→ EXERCISE REQUIREMENTS
Start with the first line of the material. Repeat each line exactly through the one that contains "are unhealthy ( past".

*** Block opens ***

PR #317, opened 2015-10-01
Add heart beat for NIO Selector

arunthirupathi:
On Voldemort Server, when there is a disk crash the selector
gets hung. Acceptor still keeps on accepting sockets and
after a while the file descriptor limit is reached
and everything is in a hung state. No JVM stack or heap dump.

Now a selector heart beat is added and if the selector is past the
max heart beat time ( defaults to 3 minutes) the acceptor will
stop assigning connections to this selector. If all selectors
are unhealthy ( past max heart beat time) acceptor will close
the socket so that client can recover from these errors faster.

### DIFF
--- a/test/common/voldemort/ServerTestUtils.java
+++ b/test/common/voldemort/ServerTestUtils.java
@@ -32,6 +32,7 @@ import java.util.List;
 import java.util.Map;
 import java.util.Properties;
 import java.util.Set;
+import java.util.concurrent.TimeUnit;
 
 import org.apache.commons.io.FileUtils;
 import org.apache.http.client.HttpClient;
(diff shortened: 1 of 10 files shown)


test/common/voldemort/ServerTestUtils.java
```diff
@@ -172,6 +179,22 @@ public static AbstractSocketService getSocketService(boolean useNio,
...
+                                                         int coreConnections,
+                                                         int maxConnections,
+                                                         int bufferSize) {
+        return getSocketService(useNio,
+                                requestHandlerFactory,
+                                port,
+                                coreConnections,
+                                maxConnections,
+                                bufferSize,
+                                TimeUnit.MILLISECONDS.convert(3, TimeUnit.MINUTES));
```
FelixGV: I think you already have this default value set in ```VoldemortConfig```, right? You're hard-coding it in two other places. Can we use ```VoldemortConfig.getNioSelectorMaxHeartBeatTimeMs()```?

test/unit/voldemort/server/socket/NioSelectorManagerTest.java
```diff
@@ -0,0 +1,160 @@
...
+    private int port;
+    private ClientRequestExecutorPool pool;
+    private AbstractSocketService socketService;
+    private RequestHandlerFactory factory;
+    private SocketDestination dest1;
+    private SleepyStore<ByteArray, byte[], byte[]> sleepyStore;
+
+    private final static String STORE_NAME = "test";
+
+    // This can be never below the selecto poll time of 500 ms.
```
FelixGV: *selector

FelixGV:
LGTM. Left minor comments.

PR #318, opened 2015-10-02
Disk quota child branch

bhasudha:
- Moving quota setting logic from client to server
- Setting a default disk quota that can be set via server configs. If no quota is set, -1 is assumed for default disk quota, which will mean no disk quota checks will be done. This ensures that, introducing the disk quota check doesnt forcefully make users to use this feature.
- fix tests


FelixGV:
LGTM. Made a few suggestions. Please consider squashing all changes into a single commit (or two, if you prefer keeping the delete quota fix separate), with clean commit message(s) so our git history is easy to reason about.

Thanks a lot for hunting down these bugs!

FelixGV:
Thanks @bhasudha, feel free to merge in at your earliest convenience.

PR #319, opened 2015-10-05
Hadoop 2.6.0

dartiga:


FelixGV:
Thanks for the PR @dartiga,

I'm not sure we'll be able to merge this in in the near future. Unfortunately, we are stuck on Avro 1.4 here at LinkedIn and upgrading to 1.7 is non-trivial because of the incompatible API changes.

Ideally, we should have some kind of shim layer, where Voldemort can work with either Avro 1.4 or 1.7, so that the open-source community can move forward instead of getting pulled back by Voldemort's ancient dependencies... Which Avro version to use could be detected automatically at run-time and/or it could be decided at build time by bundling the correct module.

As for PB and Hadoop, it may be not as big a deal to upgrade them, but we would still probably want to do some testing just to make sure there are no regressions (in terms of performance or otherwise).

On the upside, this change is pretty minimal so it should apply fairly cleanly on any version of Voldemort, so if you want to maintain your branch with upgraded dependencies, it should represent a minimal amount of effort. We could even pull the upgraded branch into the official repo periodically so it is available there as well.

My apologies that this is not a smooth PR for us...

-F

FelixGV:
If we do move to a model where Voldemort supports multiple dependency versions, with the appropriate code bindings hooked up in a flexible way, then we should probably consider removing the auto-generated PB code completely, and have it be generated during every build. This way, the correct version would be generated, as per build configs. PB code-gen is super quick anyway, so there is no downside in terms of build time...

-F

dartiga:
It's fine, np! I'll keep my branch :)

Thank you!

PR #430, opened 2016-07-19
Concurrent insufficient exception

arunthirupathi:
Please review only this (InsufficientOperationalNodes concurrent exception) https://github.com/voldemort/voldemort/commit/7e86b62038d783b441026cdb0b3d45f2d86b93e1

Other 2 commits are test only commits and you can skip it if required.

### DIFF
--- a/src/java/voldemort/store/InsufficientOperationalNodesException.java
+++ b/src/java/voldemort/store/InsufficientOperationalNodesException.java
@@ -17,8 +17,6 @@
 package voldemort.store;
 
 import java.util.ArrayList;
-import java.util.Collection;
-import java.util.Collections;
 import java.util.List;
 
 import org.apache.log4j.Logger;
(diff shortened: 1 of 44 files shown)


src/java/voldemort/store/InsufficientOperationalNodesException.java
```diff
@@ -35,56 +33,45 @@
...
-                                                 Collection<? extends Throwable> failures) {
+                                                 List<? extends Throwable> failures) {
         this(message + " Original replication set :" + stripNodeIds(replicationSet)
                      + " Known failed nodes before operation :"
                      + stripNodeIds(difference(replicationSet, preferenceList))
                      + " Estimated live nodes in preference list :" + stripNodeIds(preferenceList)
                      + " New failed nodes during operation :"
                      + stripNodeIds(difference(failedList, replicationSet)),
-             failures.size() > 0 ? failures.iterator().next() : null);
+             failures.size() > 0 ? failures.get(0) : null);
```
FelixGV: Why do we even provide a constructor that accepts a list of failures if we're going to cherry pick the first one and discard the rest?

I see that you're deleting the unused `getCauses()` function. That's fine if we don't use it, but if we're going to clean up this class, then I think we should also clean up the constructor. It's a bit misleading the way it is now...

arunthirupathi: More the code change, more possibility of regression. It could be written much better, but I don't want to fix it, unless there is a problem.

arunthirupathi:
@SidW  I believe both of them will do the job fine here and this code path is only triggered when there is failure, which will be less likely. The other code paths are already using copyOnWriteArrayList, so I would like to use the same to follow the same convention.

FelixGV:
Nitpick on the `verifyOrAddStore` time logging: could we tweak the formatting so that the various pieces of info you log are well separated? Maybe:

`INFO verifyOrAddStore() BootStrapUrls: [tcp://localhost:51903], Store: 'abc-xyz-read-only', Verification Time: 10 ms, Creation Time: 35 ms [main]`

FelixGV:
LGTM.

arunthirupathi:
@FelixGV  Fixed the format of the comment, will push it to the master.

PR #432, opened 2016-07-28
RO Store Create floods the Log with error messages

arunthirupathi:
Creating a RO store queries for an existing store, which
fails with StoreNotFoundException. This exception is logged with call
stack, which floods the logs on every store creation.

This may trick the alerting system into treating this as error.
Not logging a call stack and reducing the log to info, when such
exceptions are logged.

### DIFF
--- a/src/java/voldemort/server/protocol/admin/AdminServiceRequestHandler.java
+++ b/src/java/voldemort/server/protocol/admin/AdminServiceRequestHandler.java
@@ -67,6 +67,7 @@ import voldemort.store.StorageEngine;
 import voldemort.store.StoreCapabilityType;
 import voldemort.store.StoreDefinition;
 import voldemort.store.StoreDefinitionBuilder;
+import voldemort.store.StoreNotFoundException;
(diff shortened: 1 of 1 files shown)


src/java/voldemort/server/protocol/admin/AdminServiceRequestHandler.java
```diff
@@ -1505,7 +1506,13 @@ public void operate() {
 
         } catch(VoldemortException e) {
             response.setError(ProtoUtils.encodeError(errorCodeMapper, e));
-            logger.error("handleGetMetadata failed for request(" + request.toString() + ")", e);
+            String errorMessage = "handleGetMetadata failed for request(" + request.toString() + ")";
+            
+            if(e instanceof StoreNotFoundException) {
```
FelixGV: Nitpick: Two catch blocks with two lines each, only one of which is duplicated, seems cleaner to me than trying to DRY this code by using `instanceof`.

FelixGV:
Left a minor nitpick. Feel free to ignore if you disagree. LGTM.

*** Block closes ***

→ ANSWER BOX
PR #317, opened 2015-10-01
Add heart beat for NIO Selector

arunthirupathi:
On Voldemort Server, when there is a disk crash the selector
gets hung. Acceptor still keeps on accepting sockets and
after a while the file descriptor limit is reached
and everything is in a hung state. No JVM stack or heap dump.

Now a selector heart beat is added and if the selector is past the
max heart beat time ( defaults to 3 minutes) the acceptor will
stop assigning connections to this selector. If all selectors
are unhealthy ( past max heart beat time) acceptor will close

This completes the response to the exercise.